**How to complete this task:** When you write out the material, keep every line exactly as it is.

Segment Open

PR #154, opened 2021-06-18
PyQt Signal viewer

lawhead:
# Overview

Ported the signal viewer to use PyQt5. Note that the wxpython version is still available in the code for testing purposes.

## Ticket

- https://www.pivotaltracker.com/story/show/175566482
- https://www.pivotaltracker.com/story/show/175543734

## Contributions

- Ported Signal Data Viewer to PyQt5
- Fixed issues with filters in wxPython version of the viewer and refactored for clarity.
- Updated the data streamer with an increased timeout, which fixed an issue with the viewer initialization causing an offset cursor.
- Added the ability to set the fixed scale from within the viewer
- Added caching for each axes to maintain the overall min and max values which provide a more consistent scale over time.

## Test

- Run the data viewer against a sample stream or file. Things should work identically to the wxPython versions. The existing wxPython version has been maintained for testing comparisons.


bcipy/gui/viewer/qt_data_viewer.py
```diff
@@ -0,0 +1,585 @@
+"""EEG Data Viewer"""
```
lawhead, line 1: Most of the functionality related to managing data and rendering using Matplotlib is identical to the wxpython version thanks to the multiple backends supported by Matplotlib. The main differences are in the widget creation (see `initUI`), events, and timer.

tab-cmd:
Very cool to see this PR! 

I changed data_viewer to qt_data_viewer in `start_viewer` and tried to run a calibration. I get the following error (although it does launch and I can calibrate): 
```
bcipy/gui/viewer/qt_data_viewer.py:544: UserWarning: Tight layout not applied. tight_layout cannot make axes height small enough to accommodate all axes decorations
  sys.exit(app.exec_()
```

Comes through like this regardless of autoscale or filtering:
Screen Shot 2021-06-18 at 12 30 09 PM

The old viewer (just checked to make sure it worked on my machine):
Screen Shot 2021-06-18 at 12 30 47 PM

lawhead:
Hm, I'll look into that. I was mostly running this stand-alone while connecting to an LSL server. Seems like there is an initialization issue.

lawhead:
@sci-tab, I merged the latest from 1.5.1 and added code to handle multiple monitors. When I tested using the qt viewer with calibration I was not able to replicate your error. Can you update your code and see if it's still and issue on your machine?

tab-cmd:
> @sci-tab, I merged the latest from 1.5.1 and added code to handle multiple monitors. When I tested using the qt viewer with calibration I was not able to replicate your error. Can you update your code and see if it's still an issue on your machine?

I pulled the code and re-installed it. It still happens. I tried with a second monitor and without. I'm on macOS High Sierra. Interestingly, if I make it bigger by dragging with a mouse, it works okay (see image) but still looks like the labels are overlapping.

Screen Shot 2021-06-21 at 12 33 58 PM

I wonder if some padding or slight change to default sizes might help? I'll test on Windows later today.

lawhead:
> > @sci-tab, I merged the latest from 1.5.1 and added code to handle multiple monitors. When I tested using the qt viewer with calibration I was not able to replicate your error. Can you update your code and see if it's still an issue on your machine?
> 
> I pulled the code and re-installed it. It still happens. I tried with a second monitor and without. I'm on macOS High Sierra. Interestingly, if I make it bigger by dragging with a mouse, it works okay (see image) but still looks like the labels are overlapping.
> 
> Screen Shot 2021-06-21 at 12 33 58 PM
> 
> I wonder if some padding or slight change to default sizes might help? I'll test on Windows later today.

I was able to replicate this locally by adjusting the `tight_layout` padding in the `init_canvas` method. I'll play around with some settings and see if I can get this to work.

bcipy/gui/viewer/qt_data_viewer.py
```diff
@@ -0,0 +1,727 @@
...
+
+        # figure size is in inches.
+        self.figure = Figure(figsize=(12, 9),
+                             dpi=72,
+                             tight_layout={'pad': 0.0})
+        # space between axis label and tick labels
+        self.yaxis_label_space = 60
+        self.yaxis_label_fontsize = 12
+        # fixed width font so we can adjust spacing predictably
+        self.yaxis_tick_font = 'DejaVu Sans Mono'
```
tab-cmd: Pull up to class variable

bcipy/gui/viewer/qt_data_viewer.py
```diff
@@ -0,0 +1,727 @@
...
+        vbox = QVBoxLayout()
+
+        self.init_canvas()
+        vbox.addWidget(self.canvas)
+
+        # Toolbar
+        self.toolbar = QVBoxLayout()
+
+        controls = FixedHeightHBox()
+        font_size = 11
```
tab-cmd: Pull up to class value

bcipy/gui/viewer/qt_data_viewer.py
```diff
@@ -0,0 +1,727 @@
...
+        for i, _channel in enumerate(self.active_channel_indices):
+            # Initial data plotted will be a list 0.0; this will be updated
+            # with real data every tick using the `update_plots` method.
+            data = channel_data[i].tolist()
+            self.axes[i].set_ybound(lower=self.y_min, upper=self.y_max)
+            self.axes[i].plot(data, linewidth=0.8)
+            # plot cursor
+            self.axes[i].axvline(cursor_x, color='r')
+
+    def update_buffer(self, fast_forward=False):
```
tab-cmd: typing

bcipy/gui/viewer/qt_data_viewer.py
```diff
@@ -0,0 +1,727 @@
...
+        # assume at least 2 digits to start.
+        baseline_chars = 2
+        # Value determined by trial and error; this may change if the tick font
+        # or font size is adjusted.
+        ytick_digit_width = 7
+        return self.yaxis_label_space - \
+            ((chars - baseline_chars) * ytick_digit_width)
+
+
+def lsl_data():
```
tab-cmd: return types

tab-cmd (approved):
Works well for me locally! I think we can safely deprecate the old viewer, replacing this, and remove WxPython from our requirements file! 

The only difference I noted was in changing aspects of the viewer (filter, channels to display) it now pauses and requires a user to hit start instead of refreshing. I don't dislike the behavior, but we should call it out to the team and/or perhaps make the start button more pronounced after pausing occurs (change color to green etc).

lawhead:
> The only difference I noted was in changing aspects of the viewer (filter, channels to display) it now pauses and requires a user to hit start instead of refreshing. I don't dislike the behavior, but we should call it out to the team and/or perhaps make the start button more pronounced after pausing occurs (change color to green etc).

Yes, this is something I was going to call out. The UI felt very laggy when I tried to resume immediately and I often found that more than 1 thing needed be changed before resuming so I went ahead and just paused on every change. If we don't like this we can resume to the previous behavior. I liked your suggestion of turning the Start button green so I just added that refinement.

Segment Closed

**Exercise output:**
PR #154, opened 2021-06-18
PyQt Signal viewer

lawhead:
# Overview

Ported the signal viewer to use PyQt5. Note that the wxpython version is still available in the code for testing purposes.

## Ticket

- https://www.pivotaltracker.com/story/show/175566482
- https://www.pivotaltracker.com/story/show/175543734

## Contributions

- Ported Signal Data Viewer to PyQt5
- Fixed issues with filters in wxPython version of the viewer and refactored for clarity.
- Updated the data streamer with an increased timeout, which fixed an issue with the viewer initialization causing an offset cursor.
- Added the ability to set the fixed scale from within the viewer
- Added caching for each axes to maintain the overall min and max values which provide a more consistent scale over time.

## Test

- Run the data viewer against a sample stream or file. Things should work identically to the wxPython versions. The existing wxPython version has been maintained for testing comparisons.


bcipy/gui/viewer/qt_data_viewer.py
```diff
@@ -0,0 +1,585 @@
+"""EEG Data Viewer"""
```
lawhead, line 1: Most of the functionality related to managing data and rendering using Matplotlib is identical to the wxpython version thanks to the multiple backends supported by Matplotlib. The main differences are in the widget creation (see `initUI`), events, and timer.

tab-cmd:
Very cool to see this PR! 

I changed data_viewer to qt_data_viewer in `start_viewer` and tried to run a calibration. I get the following error (although it does launch and I can calibrate): 
```
bcipy/gui/viewer/qt_data_viewer.py:544: UserWarning: Tight layout not applied. tight_layout cannot make axes height small enough to accommodate all axes decorations
  sys.exit(app.exec_()
```

Comes through like this regardless of autoscale or filtering:
Screen Shot 2021-06-18 at 12 30 09 PM

The old viewer (just checked to make sure it worked on my machine):
Screen Shot 2021-06-18 at 12 30 47 PM

lawhead:
Hm, I'll look into that. I was mostly running this stand-alone while connecting to an LSL server. Seems like there is an initialization issue.

lawhead:
@sci-tab, I merged the latest from 1.5.1 and added code to handle multiple monitors. When I tested using the qt viewer with calibration I was not able to replicate your error. Can you update your code and see if it's still and issue on your machine?

tab-cmd:
> @sci-tab, I merged the latest from 1.5.1 and added code to handle multiple monitors. When I tested using the qt viewer with calibration I was not able to replicate your error. Can you update your code and see if it's still an issue on your machine?

I pulled the code and re-installed it. It still happens. I tried with a second monitor and without. I'm on macOS High Sierra. Interestingly, if I make it bigger by dragging with a mouse, it works okay (see image) but still looks like the labels are overlapping.

Screen Shot 2021-06-21 at 12 33 58 PM

I wonder if some padding or slight change to default sizes might help? I'll test on Windows later today.

lawhead:
> > @sci-tab, I merged the latest from 1.5.1 and added code to handle multiple monitors. When I tested using the qt viewer with calibration I was not able to replicate your error. Can you update your code and see if it's still an issue on your machine?
> 
> I pulled the code and re-installed it. It still happens. I tried with a second monitor and without. I'm on macOS High Sierra. Interestingly, if I make it bigger by dragging with a mouse, it works okay (see image) but still looks like the labels are overlapping.
> 
> Screen Shot 2021-06-21 at 12 33 58 PM
> 
> I wonder if some padding or slight change to default sizes might help? I'll test on Windows later today.

I was able to replicate this locally by adjusting the `tight_layout` padding in the `init_canvas` method. I'll play around with some settings and see if I can get this to work.

bcipy/gui/viewer/qt_data_viewer.py
```diff
@@ -0,0 +1,727 @@
...
+
+        # figure size is in inches.
+        self.figure = Figure(figsize=(12, 9),
+                             dpi=72,
+                             tight_layout={'pad': 0.0})
+        # space between axis label and tick labels
+        self.yaxis_label_space = 60
+        self.yaxis_label_fontsize = 12
+        # fixed width font so we can adjust spacing predictably
+        self.yaxis_tick_font = 'DejaVu Sans Mono'
```
tab-cmd: Pull up to class variable

bcipy/gui/viewer/qt_data_viewer.py
```diff
@@ -0,0 +1,727 @@
...
+        vbox = QVBoxLayout()
+
+        self.init_canvas()
+        vbox.addWidget(self.canvas)
+
+        # Toolbar
+        self.toolbar = QVBoxLayout()
+
+        controls = FixedHeightHBox()
+        font_size = 11
```
tab-cmd: Pull up to class value

bcipy/gui/viewer/qt_data_viewer.py
```diff
@@ -0,0 +1,727 @@
...
+        for i, _channel in enumerate(self.active_channel_indices):
+            # Initial data plotted will be a list 0.0; this will be updated
+            # with real data every tick using the `update_plots` method.
+            data = channel_data[i].tolist()
+            self.axes[i].set_ybound(lower=self.y_min, upper=self.y_max)
+            self.axes[i].plot(data, linewidth=0.8)
+            # plot cursor
+            self.axes[i].axvline(cursor_x, color='r')
+
+    def update_buffer(self, fast_forward=False):
```
tab-cmd: typing

bcipy/gui/viewer/qt_data_viewer.py
```diff
@@ -0,0 +1,727 @@
...
+        # assume at least 2 digits to start.
+        baseline_chars = 2
+        # Value determined by trial and error; this may change if the tick font
+        # or font size is adjusted.
+        ytick_digit_width = 7
+        return self.yaxis_label_space - \
+            ((chars - baseline_chars) * ytick_digit_width)
+
+
+def lsl_data():
```
tab-cmd: return types

tab-cmd (approved):
Works well for me locally! I think we can safely deprecate the old viewer, replacing this, and remove WxPython from our requirements file! 

The only difference I noted was in changing aspects of the viewer (filter, channels to display) it now pauses and requires a user to hit start instead of refreshing. I don't dislike the behavior, but we should call it out to the team and/or perhaps make the start button more pronounced after pausing occurs (change color to green etc).

lawhead:
> The only difference I noted was in changing aspects of the viewer (filter, channels to display) it now pauses and requires a user to hit start instead of refreshing. I don't dislike the behavior, but we should call it out to the team and/or perhaps make the start button more pronounced after pausing occurs (change color to green etc).

Yes, this is something I was going to call out. The UI felt very laggy when I tried to resume immediately and I often found that more than 1 thing needed be changed before resuming so I went ahead and just paused on every change. If we don't like this we can resume to the previous behavior. I liked your suggestion of turning the Start button green so I just added that refinement.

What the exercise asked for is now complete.